It's an odd claim that using var should never be used because it "may lead to unexpected results in some cases", because there are subtleties in the C# language far more complex than the use of var.
One of these is the implementation details of anonymous methods which can lead to the R# warning "Access to modified closure" and behaviour that is very much not what you might expect from looking at the code. Unlike var which can be explained in a couple of sentences, this behaviour takes three long blog posts which include the output of a disassembler to explain fully:
The implementation of anonymous methods in C# and its consequences (part 1)
The implementation of anonymous methods in C# and its consequences (part 2)
The implementation of anonymous methods in C# and its consequences (part 3)
Does this mean that you also shouldn't use anonymous methods (i.e. delegates, lambdas) and the libraries that rely on them such as Linq or ParallelFX just because in certain odd circumstances the behaviour might not be what you expect?
Of course not.
It means that you need to understand the language you're writing in, know its limitations and edge cases, and test that things work as you expect them to. Excluding language features on the basis that they "may lead to unexpected results in some cases" would mean that you were left with very few language features to use.
If they really want to argue the toss, ask them to demonstrate that a number of your bugs can be directly attributed to use of var and that explicit type declaration would have prevented them. I doubt you'll hear back from them soon.
They argue that using of var "may lead
to unexpected results in some cases".to unexpected results in some cases".
If unexpected is, "I don't know how to read the code and figure out what it is doing," then yes, it may lead to unexpected results. The compiler has to know what type to make the variable based on the code written around the variable.
The var keyword is a compile time feature. The compiler will put in the appropriate type for the declaration. This is why you can't do things like:
var my_variable = null
or
var my_variable;
The var keyword is great because, you have to define less information in the code itself. The compiler figures out what it is supposed to do for you. It's almost like always programming to an interface when you use it (where the interface methods and properties are defined by what you use within the declaration space of the variable defined by var). If the type of a variable needs to change(within reason of course), you don't need to worry about changing the variable declaration, the compiler handles this for you. This may sound like a trivial matter, but what happens if you have to change the return value in a function, and that function is used all throughout the program. If you didn't use var, then you have to find and replace every place that variable is called. With the var keyword, you don't need to worry about that.
When coming up with guidelines, as an auditor has to do, it is probably better to err on the side of fool safe, that is white listing good practices / black listing bad practices as opposed to telling people to simply be sensible and do the right thing based on an assessment of the situation at hand.
If you just say "don't use var anywhere in code", you get rid of a lot of ambiguity in the coding guidelines. This should make code look & feel more standardized without having to solve the question of when to do this and when to do that.
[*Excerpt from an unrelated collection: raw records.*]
PR #17947, opened 2026-09-15
Fix: Skip response-schema dereference in OpenAPI spec processing

akshaysasidrn:
## 📝 What this does
Stops the OpenAPI spec worker from expanding every operation's response schemas, which nothing reads and which are about 99.9% of the expanded bytes on Microsoft Graph. Same rows saved, 3x less CPU, and the job no longer needs a 5 minute lock, a job-wide transaction, or a memory guard to get through.

## 🔀 Changes
- Dereferenced only `parameters` and `requestBody` per operation instead of the whole operation (Graph, 300 sampled ops: 159,899 to 21,463 node visits; full spec 16 s to 5 s)
- Removed the write-only `response_schemas`, `request_body_schema_raw`, `response_schemas_raw` columns, their unshipped migration, `markCircularRefs`, `buildRefPathIndex` and `MemoryGuard`
- Removed the job-wide transaction, its `SET LOCAL` timeouts and the 5 minute BullMQ lock override, since every reader is gated on status until the last batch is saved
- Added processor unit specs (3 were red before the fix) and `run()` specs for the `openapiv2` plugin, plus a skipped Microsoft Graph bench to run on demand
- Trimmed comments across the feature to the ones that explain what the code can't

## 🧪 How to test
- [x] `cd server && SKIP_GLOBAL_SETUP=1 NODE_ENV=test npx jest --config jest.config.ts test/modules/openapi-spec/unit/openapi-spec.processor.spec.ts`: 17 pass
- [x] `cd plugins && NODE_ENV=test npx jest packages/openapiv2`: 10 pass
- [x] Graph bench: change `describe.skip` to `describe` in `openapi-spec.processor.bench.spec.ts`, then run it with `NODE_OPTIONS=--max-old-space-size=4096` and the same server command. 17,777 rows, 0 skipped, about 18 s on an idle machine, p95 about 2 ms per operation
- [x] Add a Microsoft Graph OpenAPI datasource in the UI; status flips to Ready without the worker stalling; query editor lists operations and runs one


server/src/modules/openapi-spec/processors/openapi-spec.processor.ts
```diff
@@ -366,19 +270,18 @@ export class OpenApiSpecProcessor extends WorkerHost {
...
-    // parameter overrides one with the same (name, in) - e.g. a shared {id} path parameter
-    // reused across GET/PUT/DELETE. Previously dropped entirely since only operation.parameters
-    // was read. Dereferenced separately since pathItem.parameters isn't part of rawOperation's
-    // own subtree (a $ref'd shared parameter here still needs resolving).
+    // Only parameters/requestBody are dereferenced: nothing reads responses, which dominate the
+    // expanded size of large specs (e.g. Microsoft Graph). Cloning pre-expansion is cheap.
+    const operation = {
+      ...rawOperation,
+      ...this.dereferenceSubtree(
+        structuredClone({ parameters: rawOperation.parameters, requestBody: rawOperation.requestBody }),
```
akshaysasidrn, line 252: **Changed: only `parameters` and `requestBody` are dereferenced.**

Before, the whole operation was cloned and expanded, including `responses`, and then the responses were thrown away.

Example from Microsoft Graph, `GET /identityGovernance`:
- parameters expand to about 0.1 KB
- responses expand to about 928 KB

Nothing reads responses. The list query skips them, and plugin `run()` only uses `host`, `path`, `operation` and `params`.

On the full Graph spec this cut the dereference work from 16 s to 5 s, with the same rows saved.

server/src/modules/openapi-spec/processors/openapi-spec.processor.ts
```diff
@@ -449,64 +339,35 @@ export class OpenApiSpecProcessor extends WorkerHost {
     return bodyParam?.schema || null;
   }
 
-  private extractResponseSchemas(operation: Record<string, any>, version: string): Record<string, any> | null {
```
akshaysasidrn, line 452: **Removed `extractResponseSchemas`.**

It built `responseSchemas`, which this branch was already saving as `null`, and no code reads it.

Example: for `GET /admin` it built an 834 KB object that was then discarded.

server/src/modules/openapi-spec/processors/openapi-spec.processor.ts
```diff
@@ -123,136 +101,74 @@ export class OpenApiSpecProcessor extends WorkerHost {
...
-      // and immediately fanned out to every environment before moving to the next, instead of
-      // dereferencing the whole spec up front and only then persisting - peak memory is bounded
-      // to one batch's worth of operations (DEFAULT_OPENAPI_SPEC_BATCH_SIZE), not the whole
-      // spec's operation count. IMPORTANT: that bound only holds because `batches[i]` is
-      // explicitly cleared once consumed (see below) - `batches` itself lives for the whole job,
-      // so leaving a processed slot populated would keep every operation's dereferenced subtree
-      // (dereferenceInternal mutates pathItem/operation in place, replacing $ref pointers with
-      // the actual, potentially large, expanded schema objects) reachable for the rest of the
-      // job, growing roughly linearly with batches processed instead of staying flat.
-      await dbTransactionWrap(async (manager) => {
```
akshaysasidrn, line 152: **Removed the transaction around the whole job, and its `SET LOCAL` timeouts.**

Nobody can see half-written rows, so it was not protecting anything:
- status stays `processing` until the last batch is saved
- the editor only loads operations when status is `ready`
- the query guard blocks runs while processing

It did hold one database connection open for the entire run while the worker was busy with CPU work. The timeouts only existed so that long transaction could not hang.

Now the delete, each batch save, and the status update each run on their own.

server/src/modules/openapi-spec/processors/openapi-spec.processor.ts
```diff
@@ -64,21 +57,11 @@ interface PathItemEntry {
 const FETCH_TIMEOUT_MS = 30000;
 const HTTP_METHODS = ['get', 'put', 'post', 'delete', 'options', 'head', 'patch', 'trace'];
 
-// Thrown to unwind out of the single per-job transaction when termination is observed mid-loop -
-// distinguishes "cancelled cooperatively" from a genuine processing failure so the catch block
-// can finalize with CANCELLED instead of FAILED.
-class OpenApiSpecCancelledError extends Error {}
```
akshaysasidrn, line 70: **Removed `OpenApiSpecCancelledError`.**

It was thrown only to break out of the job-wide transaction when a cancel came in.

Example, cancel arrives after batch 3:
- before: throw, roll back, catch, mark cancelled
- now: mark cancelled and return

server/src/modules/openapi-spec/utils/memory-guard.util.ts
```diff
@@ -1,57 +0,0 @@
...
-  }
-
-  currentHeapUsedMB(): number {
-    return Math.round((process.memoryUsage().heapUsed / 1024 / 1024) * 100) / 100;
-  }
-
-  // Call this between bounded units of work (batches). Throws a normal Error - caught by the
-  // processor's existing try/catch, which marks the job FAILED with this message - instead of
-  // letting the process silently grind toward an uncontrolled crash.
-  assertWithinCeiling(stageLabel: string): void {
```
akshaysasidrn, line 41: **Removed `MemoryGuard` (whole file).**

1. It checks memory between batches, after the work that could run out of memory. A real out-of-memory crash kills the process before this check runs.
2. `os.totalmem()` reports the host's memory inside a container, not the container limit.

After the fix one batch of 50 operations holds about 0.2 MB, down from 12.7 MB, so there is nothing left for it to guard.

server/src/modules/openapi-spec/utils/circular-ref.util.ts
```diff
@@ -49,83 +27,3 @@ export function pruneCircularRefs<T>(value: T): T {
...
-
-// Maps every named schema/parameter/etc. object to its canonical document pointer (e.g.
-// "#/components/schemas/UserRequest"), built ONCE per job from the pristine, pre-dereference
-// spec. dereferenceInternal mutates objects in place rather than replacing them, so object
-// identity survives dereferencing - a value found here still matches the same object after
-// dereferenceSubtree has run. Needed because by the time markCircularRefs runs, the original
-// $ref STRING that pointed at a now-live-circular object is long gone (dereferenceInternal
-// already replaced every $ref with the resolved value) - this is the only way to recover a
-// meaningful name instead of a locally-invented, context-free path like "#" or "#/properties/x".
-export function buildRefPathIndex(spec: Record<string, any>, version: string): Map<object, string> {
```
akshaysasidrn, line 61: **Removed `buildRefPathIndex` and `markCircularRefs`.**

They only fed the `request_body_schema_raw` and `response_schemas_raw` columns, which are removed too.

`pruneCircularRefs` stays, because request bodies still have real cycles. Example: `driveItem.children` points back to `driveItem`, so the second visit is saved as `{}`.

server/src/entities/openapi_spec_operation.entity.ts
```diff
@@ -63,23 +60,6 @@ export class OpenApiSpecOperation extends BaseEntity {
   @Column({ name: 'request_body_schema', type: 'jsonb', nullable: true })
   requestBodySchema: Record<string, any> | null;
 
-  // Per-status-code response schemas, e.g. { "200": {...}, "404": {...} }. Only ever fetched via
-  // the single-operation lookup (getOpenApiSpecOperation, by row `id`) - listOpenApiSpecOperations
-  // deliberately selects a lightweight column subset that excludes this.
-  @Column({ name: 'response_schemas', type: 'jsonb', nullable: true })
```
akshaysasidrn, line 69: **Removed `response_schemas`, `request_body_schema_raw` and `response_schemas_raw`.**

They were written but never read:
- `listOpenApiSpecOperations` selects only the light columns
- the editor only uses `parameters` and `requestBodySchema` from `getOpenApiSpecOperation`

Example: on Graph, `response_schemas` alone came to about 2.2 GB per environment, before the two raw text copies.

server/migrations/1784527469000-AddResponseSchemasToOpenapiSpecOperations.ts
```diff
@@ -1,34 +0,0 @@
-import { MigrationInterface, QueryRunner, TableColumn } from 'typeorm';
-
-export class AddResponseSchemasToOpenapiSpecOperations1784527469000 implements MigrationInterface {
-  public async up(queryRunner: QueryRunner): Promise<void> {
-    await queryRunner.addColumns('openapi_spec_operations', [
```
akshaysasidrn, line 5: **Deleted instead of adding a reverse migration.**

It only exists on this feature branch and has not shipped. If you ran it locally, drop the three columns by hand or reset your dev database.

server/src/modules/openapi-spec/constants/queue-config.ts
```diff
@@ -1,29 +1,5 @@
...
- * expired in Redis - after maxStalledCount (default 1) such reclaims, the job is permanently
- * failed with `UnrecoverableError: job stalled more than allowable limit`. This processor's
- * per-batch dereference/prune work on a large spec (e.g. Microsoft Graph, 17k+ operations) is
- * synchronous CPU work heavy enough to occasionally starve the event loop past BullMQ's default
- * 30s lockDuration, which reads as "the worker died" even though it's still actively working -
- * failing a job that would otherwise have completed. Raised to 5 minutes for both settings so a
- * slow batch has real headroom to renew its lock before either it expires or the next stalled
- * sweep runs.
- */
-export const OPENAPI_SPEC_STALLED_CHECK_INTERVAL_MS = parseInt(
```
akshaysasidrn, line 27: **Removed the 5 minute lock and stall check override.**

It was raised so BullMQ would not mistake a slow Graph batch for a dead worker. Batches are now fast, so the BullMQ defaults (30 s lock) are enough.

Example: on the full Graph spec, 95% of operations take about 2 ms each.

server/src/modules/openapi-spec/constants/index.ts
```diff
@@ -1,24 +1,13 @@
...
+// Operations per dereference/insert batch (OPENAPI_SPEC_BATCH_SIZE). Keep rows x columns under
+// Postgres's 65,535 bind-parameter limit.
 export const DEFAULT_OPENAPI_SPEC_BATCH_SIZE = parseInt(process.env.OPENAPI_SPEC_BATCH_SIZE) || 50;
 
-// Ceiling on the single transaction spanning the whole job (clear + dereference + persist every
-// batch for every environment) - checked once per batch, same synchronization point as the
-// termination/memory checks, since there's no way to abort a transaction mid-query without
-// racing the connection itself. Guards against a transaction (and the row locks/replication slot
-// it holds open) running unbounded on a pathologically large spec.
-export const OPENAPI_SPEC_JOB_TRANSACTION_TIMEOUT_MS =
```
akshaysasidrn, line 19: **Removed `OPENAPI_SPEC_JOB_TRANSACTION_TIMEOUT_MS`.**

Its only use was the `SET LOCAL` timeouts on the job-wide transaction, which is gone.

akshaysasidrn (commented):
Notes added as inline comments

server/src/entities/openapi_spec_operation.entity.ts
akshaysasidrn: ### For later: showing the response in the query editor

When a user picks an API in the query editor, we'll want to show what it returns. These columns were probably the start of that. The schema comes from the spec, so this works before the query is ever run.

The catch was **how** it was stored: every response fully expanded, in every row. On Microsoft Graph that is about 2.2 GB per environment, which is what stalled the job.

#### The idea: store the short version, expand only what the user opens

**What we save for `GET /users/{user-id}`**

Before (removed), the whole shape is copied into the row, and repeated in thousands of other rows:
```json
{ "200": { "id": "string", "displayName": "string",
           "manager": { "id": "string", "displayName": "string", "manager": { ... } } } }
```

After, the row only keeps the name of the schema:
```json
{ "200": { "$ref": "#/components/schemas/microsoft.graph.user" } }
```

Each schema (`user`, `directoryObject`, ...) is saved **once** in its own table and shared by every operation that uses it.

**What the user sees**
```
Response  [200 ▾]
user
├ id: string
├ displayName: string
└ manager: directoryObject  ▸     click to load it
```

#### What to build

| Part | Change |
|---|---|
| Processor | Save `responses` as-is, plus one row per schema in a new `openapi_spec_components` table |
| API | Operation fetch already returns the row. Add one endpoint to load a schema by name |
| Query editor | Response panel with a status picker and a tree that loads a schema when it is expanded |

#### Why this is cheap

| | Expanded (removed) | Short version |
|---|---|---|
| Per operation | ~125 KB, up to ~1 MB | ~1 KB |
| Graph total | ~2.2 GB per environment | ~18 MB rows + ~5 MB schemas |
| Loops like `driveItem.children → driveItem` | cut off as `{}` | just another ▸ |

Request bodies can use the same approach later.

I personally love var. I use it for all local variables. All the time. If the resulting type is not clear, then this is not an issue with var, but an issue with the (naming of) methods used to initialize a variable...
I follow a simple principle when it comes to using the var keyword. If you know the type beforehand, don't use var.
In most cases, I use var with linq as I might want to return an anonymous type.
var best using when you have obviously declaration
ArrayList<Entity> en = new ArrayList<Enity>()
complicates readability
var en = new ArrayList<Entity>()
Lazy, clear code, i like it
I use var only where it is clear what type the variable is, or where it is no need to know the type at all (e.g. GetPerson() should return Person, Person_Class, etc.).
I do not use var for primitive types, enum, and string. I also do not use it for value type, because value type will be copied by assignment so the type of variable should be declared explicitly.
About your auditor comments, I would say that adding more lines of code as we have been doing everyday also "lead to unexpected results in some cases". This argument validity has already proven by those bugs we created, therefore I would suggest freezing the code base forever to prevent that.
using var is lazy code if you know what the type is going to be. Its just easier and cleaner to read. When looking at lots and lots of code, easier and cleaner is always better
There is absolutely no difference in the IL output for a variable declaration using var and one explicitly specified (you can prove this using reflector). I generally only use var for long nested generic types, foreach loops and anonymous types, as I like to have everything explicitly specified. Others may have different preferences.
var is just a shorthand notation of using the explicit type declaration.
You can only use var in certain circumstances; You'll have to initialize the variable at declaration time when using var.
You cannot assign a variable that is of another type afterwards to the variable.
It seems to me that many people tend to confuse the 'var' keyword with the 'Variant' datatype in VB6 .
The "only" benefit that i see towards using explicit variable declaration, is with well choosen typenames you state the intent of your piece of code much clearer (which is more important than anything else imo). The var keyword's benefit really is what Pieter said.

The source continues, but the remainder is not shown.